▶ **What the exercise asks**:
What lines in the data below mention the string "please"? Copy them out.
:: Data for analysis
PR #11331, opened 2026-04-27
feat: Replace `ObjectID` with the SDK type

DaughterOfMars:

This PR replaces `ObjectID` (previously defined in `iota-types`) with the
original name `ObjectID`, so most existing imports continue to work
unchanged.

## Description of change

- `iota-types::base_types::ObjectID` is now a re-export of `iota_sdk_types::ObjectId`; the local definition (and its `impl` block, manual `Serialize`/`Deserialize`, `FromStr`, `From<AccountAddress>`, etc.) has been removed.
- Updated call sites that depended on idiosyncrasies of the old `ObjectID` (e.g. `derive_id` now takes the digest as `Into<...>`, `TxContext::sender` constructs an `IotaAddress` directly from bytes rather than going through `ObjectID`, removed the now-unused `From<ObjectID> for IotaAddress` impl).
- Adjusted snapshot/test fixtures that rendered the type to match the SDK type's display/serialization.

### Release Notes

- [ ] Protocol:
- [x] Nodes (Validators and Full nodes): `Debug` format of `ObjectId` was changed from `0x...` to `ObjectId("0x...")`
- [ ] Indexer:
- [x] JSON-RPC: `Debug` format of `ObjectId` was changed from `0x...` to `ObjectId("0x...")`
- [ ] GraphQL:
- [ ] CLI:
- [x] Rust SDK: Some methods have been removed from `ObjectID` due to crate externalization (`iota-rust-sdk::ObjectId` is replacing `iota-types::ObjectID`).
- [ ] gRPC:


crates/iota-json-rpc/src/error.rs
```diff
@@ -494,7 +494,7 @@ mod tests {
             let expected_code = expect!["-32002"];
             expected_code.assert_eq(&error_object.code().to_string());
             let expected_message = expect![
-                "Transaction execution failed due to issues with transaction inputs, please review the errors and try again:\n- Could not find the referenced object 0x0000000000000000000000000000000000000000000000000000000000000000 at version None"
+                "Transaction execution failed due to issues with transaction inputs, please review the errors and try again:\n- Could not find the referenced object ObjectId(\"0x0000000000000000000000000000000000000000000000000000000000000000\") at version None"
```
valeriyr, line 497: The same question as for `IotaAddress`.  Do we expect to see the object type in user messages?

DaughterOfMars: Same answer

crates/iota-types/src/unit_tests/messages_tests.rs
```diff
@@ -1275,7 +1278,7 @@ fn test_certificate_digest() {
     let (sender2, sender2_sec): (_, AccountKeyPair) = get_key_pair();
 
     let gas_price = 10;
-    let make_tx = |sender, sender_sec| {
+    let make_tx = |sender, sender_sec: Ed25519KeyPair| {
```
Thoralf-M, line 1281: Probably not needed?
```suggestion
    let make_tx = |sender, sender_sec| {
```

DaughterOfMars: It actually is :c

Thoralf-M (approved):

valeriyr (approved):

crates/iota-core/tests/staged/iota.yaml
jkrvivian:
```suggestion
                TYPENAME: ObjectId
```

crates/iota-json-rpc/src/error.rs
kodemartin: This is caused by `UserInputError::ObjectNotFound` (`iota_types::error`) using debug formatting to generate the error message. 

Should be refactored but you can create a dedicated issue for that.

kodemartin (approved):
lgtm for the infra crates, with the suggestion about using `Display` format where `Debug` is currently used.

crates/iota-replay/src/transaction_provider.rs
```diff
@@ -61,7 +61,7 @@ impl FromStr for FuzzStartPoint {
                         "{} is not a valid checkpoint (err: {:?}) or transaction digest (err: {:?})",
                         s, u64_err, tx_err
                     );
-                    Err(tx_err)
+                    anyhow::bail!(tx_err);
```
jkrvivian: I'd prefer the original code, it's already the tail expression of the match, so no early return with bail! is needed. 👀

jkrvivian (approved):

piotrm50 (approved):

Alex6323 (approved):

crates/iota-json-rpc/src/error.rs
thibault-martinez: https://github.com/iotaledger/iota/issues/11334

crates/iota-core/src/unit_tests/authority_tests.rs
```diff
@@ -5686,7 +5690,7 @@ async fn test_function_not_found() {
     let mut builder = ProgrammableTransactionBuilder::new();
     builder
         .move_call(
-            ObjectID::from_single_byte(1),
+            Address::STD.into(),
```
thibault-martinez: Could use `ObjectID::STD_PACKAGE` here, same L5749.
Only commenting this nit because we'll need to trigger CI anyway

docs/examples/rust/stardust/address-unlock-condition.rs
```diff
@@ -154,7 +154,7 @@ async fn main() -> Result<(), anyhow::Error> {
 
             // Extract the IOTA balance.
             let iota_coin = builder.programmable_move_call(
-                IOTA_FRAMEWORK_ADDRESS.into(),
+                (*IOTA_FRAMEWORK_ADDRESS).into(),
```
thibault-martinez: Here and following, use the ID constant

crates/iota/tests/snapshots/ptb_files_tests__move_call_fun_resolution.ptb.snap
```diff
@@ -36,7 +36,7 @@ expression: "results.join(\"\\n\")"
  3 │ --assign zero_x_zero @0x0
  4 │ --move-call zero_x_zero::option::is_none<u64> a
    ·             ─────┬─────
-   ·                  ╰── Object 0x0000000000000000000000000000000000000000000000000000000000000000 does not exist
+   ·                  ╰── Object ObjectId("0x0000000000000000000000000000000000000000000000000000000000000000") does not exist
```
thibault-martinez, line 39: Is this a case of being too annoying to change in this PR?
::::
▶ **Exercise result**:
-                "Transaction execution failed due to issues with transaction inputs, please review the errors and try again:\n- Could not find the referenced object 0x0000000000000000000000000000000000000000000000000000000000000000 at version None"
+                "Transaction execution failed due to issues with transaction inputs, please review the errors and try again:\n- Could not find the referenced object ObjectId(\"0x0000000000000000000000000000000000000000000000000000000000000000\") at version None"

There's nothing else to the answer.